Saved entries
▬▬▬▬▬▬
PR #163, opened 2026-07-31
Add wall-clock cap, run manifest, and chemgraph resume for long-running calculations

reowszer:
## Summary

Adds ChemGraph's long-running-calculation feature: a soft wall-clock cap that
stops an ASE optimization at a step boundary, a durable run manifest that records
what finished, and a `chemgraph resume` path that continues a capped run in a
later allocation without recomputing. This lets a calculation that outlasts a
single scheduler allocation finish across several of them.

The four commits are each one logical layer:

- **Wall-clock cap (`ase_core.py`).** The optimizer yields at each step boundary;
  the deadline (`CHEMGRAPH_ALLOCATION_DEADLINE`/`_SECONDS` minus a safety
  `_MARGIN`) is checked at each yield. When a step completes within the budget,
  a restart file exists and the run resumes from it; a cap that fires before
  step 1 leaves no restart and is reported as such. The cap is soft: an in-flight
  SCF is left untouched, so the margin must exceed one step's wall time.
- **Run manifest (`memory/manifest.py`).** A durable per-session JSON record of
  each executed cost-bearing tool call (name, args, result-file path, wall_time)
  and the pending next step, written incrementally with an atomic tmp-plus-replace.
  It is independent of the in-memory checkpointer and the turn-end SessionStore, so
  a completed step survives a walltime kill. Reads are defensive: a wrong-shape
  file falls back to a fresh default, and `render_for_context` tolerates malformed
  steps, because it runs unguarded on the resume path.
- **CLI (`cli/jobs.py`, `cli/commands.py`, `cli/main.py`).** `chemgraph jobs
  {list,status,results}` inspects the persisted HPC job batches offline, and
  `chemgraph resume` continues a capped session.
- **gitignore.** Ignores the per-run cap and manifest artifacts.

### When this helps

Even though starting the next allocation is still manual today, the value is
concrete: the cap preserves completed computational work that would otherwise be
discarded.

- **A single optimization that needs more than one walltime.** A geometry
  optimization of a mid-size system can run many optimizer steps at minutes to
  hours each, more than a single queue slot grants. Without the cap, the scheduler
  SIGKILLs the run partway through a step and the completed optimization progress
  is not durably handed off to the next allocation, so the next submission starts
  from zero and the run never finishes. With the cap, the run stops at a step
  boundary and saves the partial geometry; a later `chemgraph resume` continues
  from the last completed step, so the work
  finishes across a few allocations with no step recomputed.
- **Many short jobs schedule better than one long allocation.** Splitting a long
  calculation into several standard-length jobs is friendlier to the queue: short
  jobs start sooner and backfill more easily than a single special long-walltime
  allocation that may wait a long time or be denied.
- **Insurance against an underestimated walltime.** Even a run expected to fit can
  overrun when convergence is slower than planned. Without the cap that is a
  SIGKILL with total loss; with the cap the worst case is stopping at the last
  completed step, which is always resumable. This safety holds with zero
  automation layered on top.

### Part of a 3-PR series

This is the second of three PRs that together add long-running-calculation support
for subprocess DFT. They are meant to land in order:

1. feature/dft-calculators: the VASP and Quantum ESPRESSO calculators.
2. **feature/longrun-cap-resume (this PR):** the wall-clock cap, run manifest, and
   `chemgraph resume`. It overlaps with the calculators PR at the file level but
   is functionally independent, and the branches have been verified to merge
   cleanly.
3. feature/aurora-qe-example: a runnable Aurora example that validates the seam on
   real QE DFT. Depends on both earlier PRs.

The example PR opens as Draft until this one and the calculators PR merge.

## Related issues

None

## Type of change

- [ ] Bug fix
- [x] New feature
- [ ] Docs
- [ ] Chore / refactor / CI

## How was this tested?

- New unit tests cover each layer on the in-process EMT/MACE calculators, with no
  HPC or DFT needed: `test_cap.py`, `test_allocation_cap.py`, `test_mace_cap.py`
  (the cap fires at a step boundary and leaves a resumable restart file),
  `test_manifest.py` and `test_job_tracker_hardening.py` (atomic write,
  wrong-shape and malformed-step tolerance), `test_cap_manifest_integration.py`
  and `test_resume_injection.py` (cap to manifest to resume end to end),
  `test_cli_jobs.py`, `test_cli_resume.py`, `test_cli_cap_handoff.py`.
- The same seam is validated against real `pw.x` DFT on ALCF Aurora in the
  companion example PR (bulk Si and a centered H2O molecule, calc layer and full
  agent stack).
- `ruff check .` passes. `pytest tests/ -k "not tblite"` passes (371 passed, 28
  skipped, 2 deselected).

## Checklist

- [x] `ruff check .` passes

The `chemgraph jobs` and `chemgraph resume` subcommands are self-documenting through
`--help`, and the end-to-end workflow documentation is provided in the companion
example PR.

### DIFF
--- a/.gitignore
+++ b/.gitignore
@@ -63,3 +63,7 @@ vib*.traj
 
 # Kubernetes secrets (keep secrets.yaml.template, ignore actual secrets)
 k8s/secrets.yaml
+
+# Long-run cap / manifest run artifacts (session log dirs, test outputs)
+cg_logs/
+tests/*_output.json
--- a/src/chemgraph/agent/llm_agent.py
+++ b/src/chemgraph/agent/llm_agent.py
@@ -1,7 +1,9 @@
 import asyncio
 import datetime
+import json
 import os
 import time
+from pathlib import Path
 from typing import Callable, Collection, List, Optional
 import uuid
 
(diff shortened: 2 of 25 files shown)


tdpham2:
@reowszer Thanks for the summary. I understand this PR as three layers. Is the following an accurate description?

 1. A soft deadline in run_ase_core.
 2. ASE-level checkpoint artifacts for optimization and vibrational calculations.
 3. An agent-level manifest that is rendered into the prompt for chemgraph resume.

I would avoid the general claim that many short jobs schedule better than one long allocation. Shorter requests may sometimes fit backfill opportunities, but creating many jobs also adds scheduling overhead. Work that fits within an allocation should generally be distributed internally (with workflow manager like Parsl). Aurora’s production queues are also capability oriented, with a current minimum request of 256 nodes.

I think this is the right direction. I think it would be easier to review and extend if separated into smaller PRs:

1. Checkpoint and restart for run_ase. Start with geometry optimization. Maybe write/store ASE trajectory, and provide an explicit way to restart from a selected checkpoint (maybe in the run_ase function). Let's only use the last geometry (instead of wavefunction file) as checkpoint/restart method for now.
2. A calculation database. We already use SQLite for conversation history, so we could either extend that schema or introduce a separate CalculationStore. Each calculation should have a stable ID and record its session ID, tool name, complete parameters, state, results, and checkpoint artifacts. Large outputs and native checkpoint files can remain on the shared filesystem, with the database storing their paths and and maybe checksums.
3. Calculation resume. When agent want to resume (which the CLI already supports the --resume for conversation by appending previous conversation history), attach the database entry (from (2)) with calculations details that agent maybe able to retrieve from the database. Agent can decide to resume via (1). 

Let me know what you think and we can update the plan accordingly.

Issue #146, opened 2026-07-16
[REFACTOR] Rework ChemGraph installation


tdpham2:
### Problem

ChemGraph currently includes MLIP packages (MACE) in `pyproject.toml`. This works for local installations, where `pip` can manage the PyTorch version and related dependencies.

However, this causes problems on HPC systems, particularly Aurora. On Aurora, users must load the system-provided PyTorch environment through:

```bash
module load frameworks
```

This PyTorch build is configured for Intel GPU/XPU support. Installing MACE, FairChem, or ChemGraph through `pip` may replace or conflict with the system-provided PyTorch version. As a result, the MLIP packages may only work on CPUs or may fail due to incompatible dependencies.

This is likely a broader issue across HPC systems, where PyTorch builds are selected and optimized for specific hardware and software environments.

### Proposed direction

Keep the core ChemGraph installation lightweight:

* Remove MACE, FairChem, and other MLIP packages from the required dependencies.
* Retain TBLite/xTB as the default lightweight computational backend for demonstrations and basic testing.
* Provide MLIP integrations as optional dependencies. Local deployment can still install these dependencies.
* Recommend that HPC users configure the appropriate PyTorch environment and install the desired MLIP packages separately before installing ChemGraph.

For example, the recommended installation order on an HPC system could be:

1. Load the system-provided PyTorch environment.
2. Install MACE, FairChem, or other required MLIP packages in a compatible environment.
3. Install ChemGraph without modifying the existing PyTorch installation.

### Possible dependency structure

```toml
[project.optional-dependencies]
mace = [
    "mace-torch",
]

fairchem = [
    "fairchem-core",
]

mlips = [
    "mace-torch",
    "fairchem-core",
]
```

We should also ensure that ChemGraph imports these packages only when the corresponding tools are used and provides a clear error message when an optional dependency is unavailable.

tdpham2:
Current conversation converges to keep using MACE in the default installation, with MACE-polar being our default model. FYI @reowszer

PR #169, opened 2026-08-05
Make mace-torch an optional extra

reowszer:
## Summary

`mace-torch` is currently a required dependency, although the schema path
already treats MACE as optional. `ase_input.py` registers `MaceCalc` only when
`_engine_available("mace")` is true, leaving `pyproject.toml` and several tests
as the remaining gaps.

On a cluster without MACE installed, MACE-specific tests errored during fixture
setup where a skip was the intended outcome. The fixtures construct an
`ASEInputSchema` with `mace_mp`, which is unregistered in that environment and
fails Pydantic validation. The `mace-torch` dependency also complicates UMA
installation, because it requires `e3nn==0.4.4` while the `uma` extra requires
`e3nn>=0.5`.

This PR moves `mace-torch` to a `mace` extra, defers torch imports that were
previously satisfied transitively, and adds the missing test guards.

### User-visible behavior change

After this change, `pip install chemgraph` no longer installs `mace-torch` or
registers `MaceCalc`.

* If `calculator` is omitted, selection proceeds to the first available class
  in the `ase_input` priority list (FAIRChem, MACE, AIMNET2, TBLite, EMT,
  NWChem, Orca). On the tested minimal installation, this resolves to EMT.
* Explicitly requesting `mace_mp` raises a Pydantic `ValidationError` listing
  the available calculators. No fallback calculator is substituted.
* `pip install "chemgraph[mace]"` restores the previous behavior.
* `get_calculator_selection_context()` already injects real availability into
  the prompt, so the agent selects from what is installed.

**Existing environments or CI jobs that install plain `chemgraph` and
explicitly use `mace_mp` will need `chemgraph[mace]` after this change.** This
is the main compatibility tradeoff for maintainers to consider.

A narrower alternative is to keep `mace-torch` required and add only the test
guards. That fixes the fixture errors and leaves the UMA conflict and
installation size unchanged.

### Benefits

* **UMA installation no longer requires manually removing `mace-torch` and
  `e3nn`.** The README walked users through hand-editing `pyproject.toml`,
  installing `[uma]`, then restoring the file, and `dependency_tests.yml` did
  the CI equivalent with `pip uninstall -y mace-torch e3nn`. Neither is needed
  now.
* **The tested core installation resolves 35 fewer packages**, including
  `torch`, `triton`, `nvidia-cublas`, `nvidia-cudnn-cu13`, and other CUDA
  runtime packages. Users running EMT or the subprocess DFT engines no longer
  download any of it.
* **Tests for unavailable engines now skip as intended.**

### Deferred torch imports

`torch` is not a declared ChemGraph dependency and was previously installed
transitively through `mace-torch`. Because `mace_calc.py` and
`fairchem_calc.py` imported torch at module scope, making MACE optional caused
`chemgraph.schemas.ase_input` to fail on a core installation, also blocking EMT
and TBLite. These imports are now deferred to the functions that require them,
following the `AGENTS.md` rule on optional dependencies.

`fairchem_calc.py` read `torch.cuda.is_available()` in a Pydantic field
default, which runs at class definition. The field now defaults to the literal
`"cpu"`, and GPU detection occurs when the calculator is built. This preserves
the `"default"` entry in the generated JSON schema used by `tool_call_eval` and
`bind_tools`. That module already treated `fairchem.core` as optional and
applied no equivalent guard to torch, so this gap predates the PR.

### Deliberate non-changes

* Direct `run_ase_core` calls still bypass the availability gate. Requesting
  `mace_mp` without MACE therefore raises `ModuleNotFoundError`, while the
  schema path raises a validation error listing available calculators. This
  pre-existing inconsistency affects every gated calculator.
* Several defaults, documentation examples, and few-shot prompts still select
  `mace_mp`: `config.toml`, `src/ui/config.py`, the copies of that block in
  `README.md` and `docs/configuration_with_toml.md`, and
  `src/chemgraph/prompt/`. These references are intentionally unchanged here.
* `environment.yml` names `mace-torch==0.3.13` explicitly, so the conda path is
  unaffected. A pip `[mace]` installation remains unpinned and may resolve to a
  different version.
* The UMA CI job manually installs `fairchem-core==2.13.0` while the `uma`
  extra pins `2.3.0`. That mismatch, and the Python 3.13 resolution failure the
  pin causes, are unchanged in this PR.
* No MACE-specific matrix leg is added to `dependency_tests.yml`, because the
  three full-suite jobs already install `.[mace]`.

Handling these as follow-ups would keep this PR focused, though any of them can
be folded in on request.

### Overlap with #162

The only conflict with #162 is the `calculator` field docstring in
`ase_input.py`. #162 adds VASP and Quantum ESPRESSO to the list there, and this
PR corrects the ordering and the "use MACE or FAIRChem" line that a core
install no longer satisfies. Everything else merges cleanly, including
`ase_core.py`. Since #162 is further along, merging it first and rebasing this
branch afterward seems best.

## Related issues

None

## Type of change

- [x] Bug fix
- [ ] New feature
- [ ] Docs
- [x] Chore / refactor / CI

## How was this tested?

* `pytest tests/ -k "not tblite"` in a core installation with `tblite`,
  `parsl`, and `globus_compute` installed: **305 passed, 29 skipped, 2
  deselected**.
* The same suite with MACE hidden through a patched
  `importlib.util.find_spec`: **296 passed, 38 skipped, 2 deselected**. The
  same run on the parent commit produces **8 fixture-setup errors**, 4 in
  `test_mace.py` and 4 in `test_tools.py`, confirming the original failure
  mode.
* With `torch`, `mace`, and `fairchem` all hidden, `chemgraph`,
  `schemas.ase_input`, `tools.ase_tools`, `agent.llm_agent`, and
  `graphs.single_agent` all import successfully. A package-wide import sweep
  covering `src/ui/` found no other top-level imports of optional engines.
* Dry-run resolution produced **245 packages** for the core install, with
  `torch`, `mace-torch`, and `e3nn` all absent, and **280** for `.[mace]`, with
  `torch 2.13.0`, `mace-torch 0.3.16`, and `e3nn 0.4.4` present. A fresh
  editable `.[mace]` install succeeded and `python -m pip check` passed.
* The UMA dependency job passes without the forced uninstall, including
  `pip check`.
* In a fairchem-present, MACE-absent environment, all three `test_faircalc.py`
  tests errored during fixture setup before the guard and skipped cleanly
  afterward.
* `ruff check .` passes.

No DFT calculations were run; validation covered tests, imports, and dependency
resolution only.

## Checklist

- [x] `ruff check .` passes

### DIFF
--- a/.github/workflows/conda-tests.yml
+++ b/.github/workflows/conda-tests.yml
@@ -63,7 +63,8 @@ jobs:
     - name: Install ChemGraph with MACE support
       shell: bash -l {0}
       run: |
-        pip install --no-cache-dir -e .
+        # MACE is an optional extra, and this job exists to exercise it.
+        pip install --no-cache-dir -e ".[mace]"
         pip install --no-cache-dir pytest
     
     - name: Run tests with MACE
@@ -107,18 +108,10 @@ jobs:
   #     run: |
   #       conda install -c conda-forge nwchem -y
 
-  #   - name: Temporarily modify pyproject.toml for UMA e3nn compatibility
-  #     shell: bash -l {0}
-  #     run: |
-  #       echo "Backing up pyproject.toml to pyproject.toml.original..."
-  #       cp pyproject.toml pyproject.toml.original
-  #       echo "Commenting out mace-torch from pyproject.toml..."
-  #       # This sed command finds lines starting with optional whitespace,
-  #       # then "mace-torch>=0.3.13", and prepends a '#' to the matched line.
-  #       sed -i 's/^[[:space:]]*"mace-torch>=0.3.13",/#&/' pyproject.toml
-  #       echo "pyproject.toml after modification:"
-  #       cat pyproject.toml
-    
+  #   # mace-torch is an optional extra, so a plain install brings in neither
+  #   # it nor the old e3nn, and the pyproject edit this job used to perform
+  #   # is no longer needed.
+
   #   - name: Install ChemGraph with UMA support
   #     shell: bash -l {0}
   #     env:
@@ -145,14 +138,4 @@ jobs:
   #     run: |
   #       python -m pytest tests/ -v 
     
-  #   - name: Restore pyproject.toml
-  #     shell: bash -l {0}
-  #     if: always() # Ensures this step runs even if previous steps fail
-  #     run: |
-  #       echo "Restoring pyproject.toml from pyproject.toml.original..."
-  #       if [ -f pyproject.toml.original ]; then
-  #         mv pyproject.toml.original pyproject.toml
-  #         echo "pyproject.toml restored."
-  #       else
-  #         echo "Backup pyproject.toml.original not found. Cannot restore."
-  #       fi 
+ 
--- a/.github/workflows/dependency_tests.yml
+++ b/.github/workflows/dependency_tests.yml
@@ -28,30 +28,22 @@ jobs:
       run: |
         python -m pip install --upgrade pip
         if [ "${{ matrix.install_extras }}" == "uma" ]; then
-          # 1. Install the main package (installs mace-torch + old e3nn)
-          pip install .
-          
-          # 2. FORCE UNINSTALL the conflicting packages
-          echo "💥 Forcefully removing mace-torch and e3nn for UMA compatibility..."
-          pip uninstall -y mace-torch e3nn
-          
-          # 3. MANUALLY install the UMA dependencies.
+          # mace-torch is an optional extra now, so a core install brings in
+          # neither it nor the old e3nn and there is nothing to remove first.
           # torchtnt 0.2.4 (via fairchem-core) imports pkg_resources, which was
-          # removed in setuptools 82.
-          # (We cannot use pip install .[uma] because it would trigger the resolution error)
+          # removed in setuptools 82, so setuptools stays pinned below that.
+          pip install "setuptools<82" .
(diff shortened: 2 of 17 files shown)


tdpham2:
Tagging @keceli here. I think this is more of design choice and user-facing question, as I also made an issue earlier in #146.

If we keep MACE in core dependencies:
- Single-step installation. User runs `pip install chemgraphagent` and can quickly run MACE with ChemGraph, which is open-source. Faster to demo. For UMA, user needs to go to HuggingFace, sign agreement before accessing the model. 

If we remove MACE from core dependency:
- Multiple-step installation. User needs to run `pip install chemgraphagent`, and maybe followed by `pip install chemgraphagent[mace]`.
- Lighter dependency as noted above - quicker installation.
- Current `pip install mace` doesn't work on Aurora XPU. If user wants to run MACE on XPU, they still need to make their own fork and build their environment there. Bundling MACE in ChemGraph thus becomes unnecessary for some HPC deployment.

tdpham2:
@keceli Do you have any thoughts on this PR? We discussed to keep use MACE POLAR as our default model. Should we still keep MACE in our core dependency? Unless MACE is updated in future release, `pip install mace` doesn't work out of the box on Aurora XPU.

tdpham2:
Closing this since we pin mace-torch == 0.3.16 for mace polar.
▬▬▬▬▬▬
_Work required_
From the records above, copy out the line with "2 deselected**. The", the line with "all absent, and", and every line between them, word for word.

_Solved exercise_
  `importlib.util.find_spec`: **296 passed, 38 skipped, 2 deselected**. The
  same run on the parent commit produces **8 fixture-setup errors**, 4 in
  `test_mace.py` and 4 in `test_tools.py`, confirming the original failure
  mode.
* With `torch`, `mace`, and `fairchem` all hidden, `chemgraph`,
  `schemas.ase_input`, `tools.ase_tools`, `agent.llm_agent`, and
  `graphs.single_agent` all import successfully. A package-wide import sweep
  covering `src/ui/` found no other top-level imports of optional engines.
* Dry-run resolution produced **245 packages** for the core install, with
  `torch`, `mace-torch`, and `e3nn` all absent, and **280** for `.[mace]`, with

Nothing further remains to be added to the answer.